Marine literature categorization based on minimizing the labelled data

In marine literature categorization, supervised machine learning method will take a lot of time for labelling the samples by hand. So we utilize Co-training method to decrease the quantities of labelled samples needed for training the classifier. In this paper, we only select features from the text details and add attribute labels to them. It can greatly boost the efficiency of text processing. For building up two views, we split features into two parts, each of which can form an independent view. One view is made up of the feature set of abstract, and the other is made up of the feature sets of title, keywords, creator and department. In experiments, the F1 value and error rate of the categorization system could reach about 0.863 and 14.26%.They are close to the performance of supervised classifier (0.902 and 9.13%), which is trained by more than 1500 labelled samples, however, the labelled samples used by Co-training categorization method to train the original classifier are only one positive sample and one negative sample.
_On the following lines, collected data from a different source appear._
PR #1028, opened 2018-01-16
ENT-3572: Maintain access to exported CSV reports in older versions

nickanderson:


mikeweilgart:
I see the [change that caused this break](https://github.com/nickanderson/masterfiles/blob/4f0cddf989297532ab224ba59b89db683bd7d4dc/cfe_internal/enterprise/CFE_knowledge.cf#L126-L130) was made in April 2016.  The comment on the relevant promise reads:

> The ssl certificates only need to be readable by root since the webserver reads them before dropping privileges.

Presumably that only applies to newer CFEngine versions, not older ones?  Hence the issue observed with 0 byte CSVs (on e.g. 3.7.3).

Since your patch only includes 3.7.3, 3.7.4, 3.7.5 and 3.10.0, I had a look at the changelog - I don't see anything about certificates or webserver changes in the 3.10.1 or the 3.7.3 changelog entries.

Are you expecting that 3.7.0, 3.7.1, 3.7.2, 3.10.1, 3.10.2 and the eventual 3.10.3 and 3.7.6 releases are not/will not be affected?  I would be surprised if that were the case.

On the face of it it seems that a more sensible class expression might be:

```
      "ENT_3572" -> { "ENT-3572" }
        comment => "Hosts with this class need to be sure that the ssl directory
                    is readable and executable by other users",
        or => {
                "enterprise_3_7", "enterprise_3_10"
              };
```

But if there *is* some behavior change in the webserver between 3.10.0 and 3.10.1 (and between 3.7.5 and the upcoming 3.7.6, and between 3.7.2 and 3.7.3), then the class expression in the diff is perfect.  Can you please comment?

nickanderson:
In the listed versions testing shows that removing read and execute bit from the SSL directory causes 0byte csvs. In older versions the change is not specifically known to cause 0 byte csvs. In newer versions removing the read and execute bit for other users does not create a condition producing 0 byte csvs.

PR #1030, opened 2018-01-16
CFE-2759 : prevent yum from locking when possible

ncharles:
https://tracker.mender.io/browse/CFE-2759

### DIFF
--- a/lib/packages.cf
+++ b/lib/packages.cf
@@ -250,6 +250,22 @@ bundle common rpm_knowledge
       "rpm3_arch_regex" string => "\S+\s+(\S+).*";
 }
 
+bundle common redhat_no_locking_knowledge {
+  vars:
+    redhat_setopt_available::
+      "no_locking_option" string => "--setopt=exit_on_lock=True";
+    !redhat_setopt_available::
+      "no_locking_option" string => "";
+
+
+  classes:
+    # Use the class 'agent' as a guard, to prevent the command to be executed during cf-promises/cf-serverd
+    # Class agent is a hard class set by cf-agent
+    redhat.agent::
+      "redhat_setopt_available" not => returnszero("LANG=C ${paths.path[yum]} --setopt=exit_on_lock=True 2>&1 | ${paths.path[grep]} -q -E '(Command line error: no such option: --setopt|Main config did not have a exit_on_lock attr. before setopt)'", "useshell");
+
+}
+
 bundle common redhat_knowledge
 # @depends paths
 # @brief common Red Hat knowledge bundle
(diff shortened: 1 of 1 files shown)


ncharles:
for the record, we've been using this option for several years in Rudder

lib/packages.cf
```diff
@@ -250,6 +250,22 @@ bundle common rpm_knowledge
...
+    redhat_setopt_available::
+      "no_locking_option" string => "--setopt=exit_on_lock=True";
+    !redhat_setopt_available::
+      "no_locking_option" string => "";
+
+
+  classes:
+    # Use the class 'agent' as a guard, to prevent the command to be executed during cf-promises/cf-serverd
+    # Class agent is a hard class set by cf-agent
+    redhat.agent::
```
nickanderson: Why did I not know about this `agent` class?

Of course, you can't see it from `cf-promises --show-classes` because that's not the agent.
But you can see it with the new `--show-evaluated-classes` option to `cf-agent`. 

```
> $ sudo cf-agent --show-evaluated-classes=^agent
Class name                                                   Meta tags                               
agent                                                        cfe_internal,source=agent,hardclass   
```


Thanks for the lesson!

lib/packages.cf
```diff
@@ -264,9 +280,9 @@ bundle common redhat_knowledge
       "call_yum" string => "$(paths.path[yum])";
       "call_rpmvercmp" string => "$(sys.bindir)/rpmvercmp";
 
-      # on RHEL 4, Yum doesn't know how to be --quiet
-      "yum_options" string => ifelse("centos_4|redhat_4", "",
-                                     "--quiet");
+      # on RHEL 3/4, Yum doesn't know how to be --quiet
+      "yum_options" string => ifelse("centos_4|redhat_4|centos_3|redhat_3", "",
+                                     "--quiet ${redhat_no_locking_knowledge.no_locking_option}");
```
nickanderson: What about `redhat_5? In the research I have done the option doesn't seem to apply on el5.

lib/packages.cf
ncharles: I discovered this option last week, when I detected that cf-promises ran the yum command.
I searched and digged, and found this class - it is very useful

lib/packages.cf
ncharles: We failed to find if the option was there on CentOS5 or not - so we assumed it *could* be there and stayed on the safe side (we've seen people recompiling their yum in the wild)
As we are checking if option is there or not, impact is quite minimal.
What do you think ?

ncharles:
I've amended the ticket commit
We have had any issues with the package module yet, but that may be sheer luck. We surely need to backport this option there as well - are the classes available in the python module ?

lib/packages.cf
nickanderson: OK thas all I was looking for. I suspected people might be re-building. Makes sense to me. Ill add note to ticket as well.

nickanderson:
Great, looks good.

Regarding the package_module I believe that locking is handled differently. For package_module based promises I believe there is a global lock to prevent concurrent executions of the same package module.

However, if we ever find a similar issue then yes, we should look to implement similar in the module itself.

ncharles:
my bad for the dash
I added "Changelog: Title" at the end of the commit message - not sure if that's what was expected

nickanderson:
Perfect.

Thanks!

ncharles:
Thank you !

PR #1040, opened 2018-02-01
ENT-3602: execute runalerts.php as cfapache, to be identical to systemd_supervised systems.

jimis:


jimis:
@nickanderson please review and merge. Which host should we test it in? Which hub platform is non-systemd supervised?

nickanderson:
Centos 6 doesn't use systemd. Ubuntu 14 I think, Unsure about debian 7

jimis:
Thanks @nickanderson, done.

nickanderson:
Ok are we waiting for a build, or can we merge this now?

PR #1041, opened 2018-02-01
ENT-3602: execute runalerts.php as cfapache, to be identical to systemd_supervised systems.

jimis:


jimis:
Updated with the change that Nick requested in #1040.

In addition we consider joining the idea of the active-learning in Co-training method.

[1]  David D. Lewis,et al.  Naive (Bayes) at Forty: The Independence Assumption in Information Retrieval , 1998, ECML.

[2]  Peter J. Haas,et al.  MAXENT: consistent cardinality estimation in action , 2006, SIGMOD Conference.

[3]  William A. Gale,et al.  A sequential algorithm for training text classifiers , 1994, SIGIR '94.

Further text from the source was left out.